What is expected: In the records that follow, find each line with "artefact" and pull it out.
::: Data supplied :::
PR #1089, opened 2023-08-28
ci: Exercise creating dist tarball

GeorgesStavracas:
Every release we have to cross our fingers that meson dist isn't broken, and that's not fantastic. Let's test it on every pull request, so we can catch PRs that break dist earlier.

### DIFF
--- a/.github/workflows/check.yml
+++ b/.github/workflows/check.yml
@@ -52,6 +52,7 @@ jobs:
           desktop-file-utils \
           fuse3 \
           gettext \
+          git \
           gnome-desktop-testing \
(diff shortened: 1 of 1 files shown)


ebassi:
On GitLab I usually upload the dist tarball as an artefact on a CI job I run for tags.

In theory, it should be possible to run a CI job on tags that creates a new GitHub release, and then attaches the tarball as an artefact: https://github.com/marketplace/actions/create-release

whot (approved):

GeorgesStavracas:
Removed dist tarball uploading for now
:::
Expected answer:
On GitLab I usually upload the dist tarball as an artefact on a CI job I run for tags.
In theory, it should be possible to run a CI job on tags that creates a new GitHub release, and then attaches the tarball as an artefact: https://github.com/marketplace/actions/create-release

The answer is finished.